Supplied material Block Start

PR #1995, opened 2019-06-08
Add pilosa shard-distribution subcommand

travisturner:
## Overview

This PR adds a subcommand `shard-distribution` to Pilosa that will return the shard placement based on various cluster parameters (index name, number of nodes, replication, max shard).

If a `--host` is provided, it will base its calculations off of an existing pilosa cluster. If not, it will start an in-memory cluster to determine the shard distribution.

This PR also adds a new API method (and corresponding client methods), so I would like some feedback on the decisions made with those.

## Pull request checklist

## Code review checklist

### DIFF
--- a/cmd/shard_distribution.go
+++ b/cmd/shard_distribution.go
@@ -45,7 +45,6 @@ Pilosa cluster.
 	flags.IntVarP(&shardDistributioner.NumNodes, "num-nodes", "n", 1, "Number of nodes in the cluster")
 	flags.IntVarP(&shardDistributioner.MaxShard, "max-shard", "m", 0, "Maximum shard to include (0-indexed)")
 	flags.IntVarP(&shardDistributioner.ReplicaN, "replicas", "r", 1, "Number of replicas to include")
-	flags.StringVarP(&shardDistributioner.Path, "output-file", "o", "", "File to write shard distribution to - default stdout")
 	ctl.SetTLSConfig(flags, &shardDistributioner.TLS.CertificatePath, &shardDistributioner.TLS.CertificateKeyPath, &shardDistributioner.TLS.SkipVerify)
 
 	return shardDistributionCmd
--- a/cmd/shard_distribution.go
+++ b/cmd/shard_distribution.go
@@ -1,0 +1,52 @@
+// Copyright 2017 Pilosa Corp.
+//
+// Licensed under the Apache License, Version 2.0 (the "License");
+// you may not use this file except in compliance with the License.
+// You may obtain a copy of the License at
+//
+//     http://www.apache.org/licenses/LICENSE-2.0
+//
+// Unless required by applicable law or agreed to in writing, software
+// distributed under the License is distributed on an "AS IS" BASIS,
+// WITHOUT WARRANTIES OR CONDITIONS OF ANY KIND, either express or implied.
+// See the License for the specific language governing permissions and
+// limitations under the License.
+
+package cmd
+
+import (
+	"context"
+	"io"
+
+	"github.com/spf13/cobra"
+
+	"github.com/pilosa/pilosa/ctl"
+)
+
+var shardDistributioner *ctl.ShardDistributionCommand
+
+func newShardDistributionCommand(stdin io.Reader, stdout, stderr io.Writer) *cobra.Command {
+	shardDistributioner = ctl.NewShardDistributionCommand(stdin, stdout, stderr)
+	shardDistributionCmd := &cobra.Command{
+		Use:   "shard-distribution",
+		Short: "Shard distribution data from pilosa.",
+		Long: `
+Returns the shard distribution based on the provided arguments, or on a running
+Pilosa cluster.
+`,
+		RunE: func(cmd *cobra.Command, args []string) error {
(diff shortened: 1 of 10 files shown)


cmd/shard_distribution.go
```diff
@@ -0,0 +1,52 @@
...
+Returns the shard distribution based on the provided arguments, or on a running
+Pilosa cluster.
+`,
+		RunE: func(cmd *cobra.Command, args []string) error {
+			return shardDistributioner.Run(context.Background())
+		},
+	}
+	flags := shardDistributionCmd.Flags()
+
+	flags.StringVarP(&shardDistributioner.Host, "host", "", "", "host:port of Pilosa")
```
yuce: I'm still reviewing the PR, but we use `--bind` to set the host:port with the `server` command. It would be better to keep that convention.

cmd/shard_distribution.go
```diff
@@ -0,0 +1,52 @@
...
+	flags.StringVarP(&shardDistributioner.Index, "index", "i", "", "Pilosa index to consider")
```
yuce: If a non-existent index is specified, we still get a non-error result. Should it return an error?

cmd/shard_distribution.go
```diff
@@ -0,0 +1,52 @@
...
+	flags.IntVarP(&shardDistributioner.NumNodes, "num-nodes", "n", 1, "Number of nodes in the cluster")
+	flags.IntVarP(&shardDistributioner.MaxShard, "max-shard", "m", 0, "Maximum shard to include (0-indexed)")
+	flags.IntVarP(&shardDistributioner.ReplicaN, "replicas", "r", 1, "Number of replicas to include")
+	flags.StringVarP(&shardDistributioner.Path, "output-file", "o", "", "File to write shard distribution to - default stdout")
```
yuce: I don't have a strong opinion about this, making this `output` would be a bit more concise.

yuce:
I've tested the PR on a 2 node cluster using custom built Pilosa (defaults) with the following:

`node1.toml`:
```toml
data-dir = "/home/yuce/ramdisk/cr1"
bind = "127.0.0.1:10101"

[gossip]
port = 14000

[cluster]
replicas = 2
coordinator = true

[metric]
diagnostics = false
```
`node2.toml`:
```toml
data-dir = "/home/yuce/ramdisk/cr2"                                                                                                                                                                                                           
bind = "127.0.0.1:10102"

[gossip]
port = 15000
seeds = "127.0.0.1:14000"

[cluster]
replicas = 2

[metric]
diagnostics = false
```

Created the schema:
```
$ curl localhost:10101/index/i1 -d ''
$ curl localhost:10101/index/i1/field/f1 -d ''
```
Then:
```
$ ./pilosa shard-distribution --host :10101 --index i1
[[0],[0]]
```
That's expected, but:
```
$ curl localhost:10101/index/i1/query -d 'Set(922337203685477580, f1=1)'
{"results":[true]}
$ ./pilosa shard-distribution --host :10101 --index i1
[[0],[0]]
```
I would expect the shard `9223372036854775808 >> 20 = 8796093022208` in the output. Is that wrong?

cmd/shard_distribution.go
jaffee: IMO, `bind` would imply that this command which we are running is going to bind to a port and run a server

cmd/shard_distribution.go
jaffee: no, we want to be able to ask Pilosa for the shard distribution of any index name

yuce: Well, then I guess it should return an empty response, like `[]`.

jaffee: I think it should return the shard distribution up to the given max shard

yuce: What would be the max shard of a non-existent index?

cmd/shard_distribution.go
travisturner: agree. also note that the `pilosa export` subcommand uses `--host`

cmd/shard_distribution.go
travisturner: you provide the max-shard (default is 0)
the idea being that you could say "if i were to have an index called "foo" with 1000 shards, how would those shards be distributed on a 5-node cluster?" in that case, it's ok that "foo" doesn't exist.

cmd/shard_distribution.go
travisturner: i meant to remove the `output-file` argument.
initially, i was going to have the option to send the output to a file, but i'm not exactly sure who/why that would be useful, so i removed it for now. but i forgot to remove this instance.

travisturner:
@yuce there are a few issues that your example raised, all of which I need to address:

- the http arg getter `q.Get("maxShard")` is not acting as I expected
- I need to add a test that exercises the http args
- for an existing index, the logic is not using `availableShards`, but rather just 0-maxShard based on the value from `api.MaxShards()`. This could cause a problem in your example where it will return all shards within that very large range. I'm actually not sure what the user would expect in this case.

And finally, there's a test that is failing in CI which I cannot recreate locally, so I'm still blocked on that.

PR #1997, opened 2019-06-10
handle insertions correctly

### LINKED ISSUE #1991: rowCache introduced possibly-broken Update logic in sliceContainers
sliceContainers has code to shuffle containers around which doesn't update keys in parallel. I don't think it gets hit easily, but it should be fixed, but I'm not smart enough to do it today.

seebs:
The "Update" case for Slice containers is broken, and can
insert a container without inserting a key. Fix this by using
the existing insert/add logic.

## Overview

Silly bug, that I don't think was actually affecting us yet, because I don't think the Update function is actually being hit in current code paths, but it's still probably worth fixing.

Fixes #1991.


hackskills:
nice catch with the keys. Looks good to me!

PR #1999, opened 2019-06-10
WIP: importRoaring behavior changes

seebs:
## Overview

ImportRoaring performance is sporadically unexpectedly bad. This attempts to fix a few of the cases. One is a pathological case which makes a factor-of-10+ difference in the performance of writes of exactly MaxOpN bits, the others are smaller fixes but apply in other cases as well.

### DIFF
--- a/fragment.go
+++ b/fragment.go
@@ -225,14 +225,24 @@ func (f *fragment) reopen() (mustClose bool, err error) {
 // possibly remap it from the file, but we don't need a full unmarshal, just
 // an update of mapped pointers.
 //
-// readData: Do we need to read/mmap this data?
-// unmarshalData: Do we need to discard the existing bitmap?
+// unmarshalData is somewhat overloaded. it tells us whether or not we
+// need to actually create a bitmap from the data (if the data exists to
+// do this from).
 //
 // usually unmarshalData is only set to false when we're in the middle of
 // a snapshot, and unprotectedWriteToFragment just wrote the in-memory data
 // out.
+//
+// If we have existing storage data, and we successfully get new data,
+// we will unmap the existing storage data.
+//
+// This function's design is probably a problem -- it is trying to handle
+// both cases where there was existing data before, and cases where we
+// just wrote the data.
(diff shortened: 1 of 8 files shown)


seebs:
Note, the change to Containers.Reset() is clearly a breaking change, so this would need rework. It produced a nice improvement, though.

fragment.go
```diff
@@ -2007,7 +2013,7 @@ func (f *fragment) importRoaring(ctx context.Context, data []byte, clear bool) e
 	f.mu.Lock()
 	defer f.mu.Unlock()
 	span.Finish()
-	bm := roaring.NewBTreeBitmap()
+	bm := roaring.NewSliceBitmap()
```
jaffee: I think this will cause poor performance in the case where we Union `f.storage` into `bm` instead of the other way around (see line 2072)

seebs: That is possible, but that should only happen when the new bitmap is the larger of the two, in which case the stuff we're unioning in is comparatively small. So I suspect that will be a rareish case, and/or a small case.

jaffee:
I think we had a test or benchmark for this though..... if the new data was
all higher columns than the existing data but was slightly larger or
something... I'll dig and see if I can find/remember.

fragment.go
seebs: it turns out that this analysis became completely wrong when i switched to the "just use the bitmap we just wrote to storage as the bitmap" thing, and produced some 1000% or larger performance regressions in this patch set, so.

seebs:
There's an actual much larger change in here which isn't obvious from the initial description, because it's new since I first drafted this:

We don't reload things after a snapshot anymore, in general.

Basically, the existing practice was: (1) write the in-memory bitmap out to disk, (2) close and unmap the existing file, (3) open and mmap the existing file, (4) drop the existing in-memory bitmap and unmarshal it from the new file.

In a reasonably typical ingest workload, with a lot of snapshots happening, this was only about 10-15% of CPU time directly, but it was about *50%* of all allocations, and thus, all garbage collector workload.

The next step would be improving this to provide a way to redo the mmapping cleanly.

PR #2004, opened 2019-06-13
Added fuzzing code and readme.md to explain the fuzzer

asvetlik:
## Overview

A fuzzer.go file is being added to fuzz the Bitmap.UnmarshalBinary. A readme.md to explain the fuzzer operations is also being added.

## Pull request checklist

- [x] I have read the [contributing guide](https://github.com/pilosa/pilosa/blob/master/CONTRIBUTING.md).
- [x] I have agreed to the [Contributor License Agreement](https://cla-assistant.io/pilosa/pilosa).
- [x] I have updated the [documentation](https://github.com/pilosa/pilosa/tree/master/docs).
- [x] I have resolved any merge conflicts.
- [x] I have included tests that cover my changes.
- [x] All new and existing tests pass.
- [x] Make sure PR title conforms to convention in CHANGELOG.md.
- [x] Add appropriate changelog label to PR (if applicable).

## Code review checklist
This is the checklist that the reviewer will follow while reviewing your pull request. You do not need to do anything with this checklist, but be aware of what the reviewer will be looking for.

- [ ] Ensure that any changes to external docs have been included in this pull request.
- [ ] If the changes require that minor/major versions need to be updated, tag the PR appropriately.
- [ ] Ensure the new code is [properly commented](https://github.com/golang/go/wiki/CodeReviewComments#doc-comments) and follows [Idiomatic Go](https://dmitri.shuralyov.com/idiomatic-go).
- [ ] Check that tests have been written and that they cover the new functionality.
- [ ] Run tests and ensure they pass.
- [ ] Build and run the code, performing any applicable integration testing.
- [ ] Make sure PR title conforms to convention in CHANGELOG.md.
- [ ] Make sure PR is tagged with appropriate changelog label.

PR #2012, opened 2019-06-14
Added a test code to test the fuzzer bugs and fixed 2 of the bugs found in roaring

### LINKED ISSUE #2005: Slice Bounds Out of Range Roaring
### What's going wrong? 
I ran a fuzzer, which revealed the error `panic: runtime error: slice bounds out of range`. It cites line 3969 and line 4512 in roaring.go as the source of the error.
line 3969 : `_, _ = h.Write(data[13 : 13+op.value*8])`
line 4512 : `for i, buf := 0, data[pos:]; i < int(keyN); i, buf = i+1, buf[4:] {`

The fuzzer identified the crashers to be: `:000000` and `<000000000000000`. It prints out:
`panic: runtime error: slice bounds out of range`

`goroutine 1 [running]:`
`github.com/pilosa/pilosa/roaring.readOffsets(0xc000072180, 0x4010000, 0xc, 0x200000,` `0xc, 0x1, 0xc, 0xc000090030)`
	`/Users/ashleysvetlik/go/src/github.com/pilosa/pilosa/roaring/roaring.go:4512 +0x772`
`github.com/pilosa/pilosa/roaring.(*Bitmap).UnmarshalBinary(0xc000072180, 0x4010000,` `0xc, 0x200000, 0xee98140, 0xd5c8b1768a4)`
	`/Users/ashleysvetlik/go/src/github.com/pilosa/pilosa/roaring/roaring.go:4501 +0x453`
`github.com/pilosa/pilosa/roaring.Fuzz(0x4010000, 0xc, 0x200000, 0x4)`

and:
`panic: runtime error: slice bounds out of range`

`goroutine 1 [running]:`
`github.com/pilosa/pilosa/roaring.(*op).UnmarshalBinary(0xc000090d90, 0x4810008, 0xd,` `0x1ffff8, 0xc000090c00, 0x1c)`
	`/Users/ashleysvetlik/go/src/github.com/pilosa/pilosa/roaring/roaring.go:3969 +0x836`
`github.com/pilosa/pilosa/roaring.(*Bitmap).unmarshalPilosaRoaring(0xc000072180,` `0x4810000, 0x15, 0x200000, 0x100b358, 0x30)`
	`/Users/ashleysvetlik/go/src/github.com/pilosa/pilosa/roaring/roaring.go:1171 +0xbc0`
`github.com/pilosa/pilosa/roaring.(*Bitmap).UnmarshalBinary(0xc000072180, 0x4810000,` `0x15, 0x200000, 0x3252e770, 0xd5c72e5f99b)`
	`/Users/ashleysvetlik/go/src/github.com/pilosa/pilosa/roaring/roaring.go:4477 +0x582`
`github.com/pilosa/pilosa/roaring.Fuzz(0x4810000, 0x15, 0x200000, 0x4)`

asvetlik:
## Overview

In this pull request, I added a test code to test the Bitmap.UnmarshalBinary, which evaluates the :000000 and <000000000000000 bugs the fuzzer found. I then figured out what was causing these two bugs and made the edits in the roaring.go. The <000000000000000 bug is a result of the input being too big, which causes it to become negative when converted to an int (its bigger than the max int). The :000000 bug is a result of the variable pos being equal to the length of the data, which causes problems when the UnmarshalBinary tries to run readOffsets.

Fixes #2005 

## Pull request checklist

## Code review checklist


roaring/README.md
```diff
@@ -0,0 +1,30 @@
+# The Fuzzer
+
+For complete documentation on go-fuzz, please see: https://github.com/dvyukov/go-fuzz
+
+The fuzzer in relation to the roaring package checks the `Bitmap.UnmarshalBinary` function found in `roaring.go`. In order to use the fuzzer, you can follow these steps:
+
+`cd $GOPATH/src/github.com/pilosa/pilosa/roaring`
```
alanbernstein: This whole instruction section is a good example of something that could be incorporated into a makefile. Maybe as an "install-gofuzz" target, following the convention set there. This could be a new ticket though.

roaring/README.md
```diff
@@ -0,0 +1,30 @@
...
+
+`go-fuzz-build ./`
+
+You must now make the workdir/corpus directory. This is achieved by:
+
+`mkdir workdir/corpus`
+
+The fuzzer needs some input to start the fuzzing with. Copy some sample fragments into the workdir/corpus folder. Once you have copied your sample inputs, you are ready to run the fuzzer:
```
alanbernstein: I don't imagine we will have many (other) newcomers looking at this, but just in case, this could be a bit more clear. I'd say "Pilosa fragments", and maybe add an example line like `cp ~/.pilosa/my-index/my-field/views/standard/fragments/0 workdir/corpus".

roaring/roaring.go
```diff
@@ -3961,6 +3961,9 @@ func (op *op) UnmarshalBinary(data []byte) error {
 	_, _ = h.Write(data[0:9])
 
 	if op.typ > 1 {
+		if 1152921504606847000 < int(op.value) {
```
alanbernstein: This looks like a [magic number](https://en.wikipedia.org/wiki/Magic_number_(programming)) - if we go with this as the fix, it would be great if this were instead a well-named constant, defined with the appropriate arithmetic, or at least a comment explaining where it comes from.

roaring/roaring.go
```diff
@@ -3961,6 +3961,12 @@ func (op *op) UnmarshalBinary(data []byte) error {
 	_, _ = h.Write(data[0:9])
 
 	if op.typ > 1 {
+		// The maximum integer value for a int64 is 9223372036854775807
+		maxInt := 9223372036854775807
+		maxOpValue := maxInt/8-13
+		if maxOpValue < int(op.value) {
```
alanbernstein: This is an improvement, but there are a couple more things we can do:

- I'd prefer `maxInt64` over `maxInt`, but moreso, I would suggest directly using `math.MaxInt64`, (see https://golang.org/pkg/math/). Then we just have one line `maxOpValue := math.MaxInt64/8-13`, and the preceding comment is not really needed.
- We can move the definition of this outside the function, especially since there is already a similar value defined above (`minOpSize`), it can go right next to that.  

This is no longer relevant here, but just good to know: the value in the previous commit, `1152921504606847000` is not quite right. This looks like the rounded value you might get if you compute `MaxInt/8-13` in double precision floating point, rather than integer arithmetic. When working with 64-bit integers, this will often be a problem - be careful to use integer arithmetic operations in a situation like this, where you want both the input and the output to be an integer.

asvetlik: The op.value isn't set until like 3958. Therefore the check has to go after that, right?

alanbernstein: That's right. I might have made an unclear suggestion: the definition of the bound value `maxOpValue := math.MaxInt64/8-13` can be moved, while keeping the check in the same place. `maxBatchSize` is a slightly more descriptive name.

roaring/roaring.go
```diff
@@ -3956,6 +3957,10 @@ func (op *op) UnmarshalBinary(data []byte) error {
 	// op.value will actually contain the length of values for batch ops
 	op.value = binary.LittleEndian.Uint64(data[1:9])
 
+	if math.MaxInt64/8-13 < int(op.value){
```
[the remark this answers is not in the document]
asvetlik: Why should it be `(math.MaxInt64-13)/8` and not `math.MaxInt64/8-13`? The operation later on is `13+op.value*8` so shouldn't it be the opposite of that: `math.MaxInt64/8-13`?

roaring/README.md
asvetlik: I made these changes, but they were pushed to pull request #2004.

alanbernstein:
One more CI check - it looks like fuzzer.go also needs a license header

asvetlik:
The license check should be taken care of once the other pull request (#2004) is merged in. This pull request contains the stuff the other one deals with.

Supplied material Block End

Go through the data and gather every line that holds "fuzzing".

### Your solution:
Added fuzzing code and readme.md to explain the fuzzer
+The fuzzer needs some input to start the fuzzing with. Copy some sample fragments into the workdir/corpus folder. Once you have copied your sample inputs, you are ready to run the fuzzer:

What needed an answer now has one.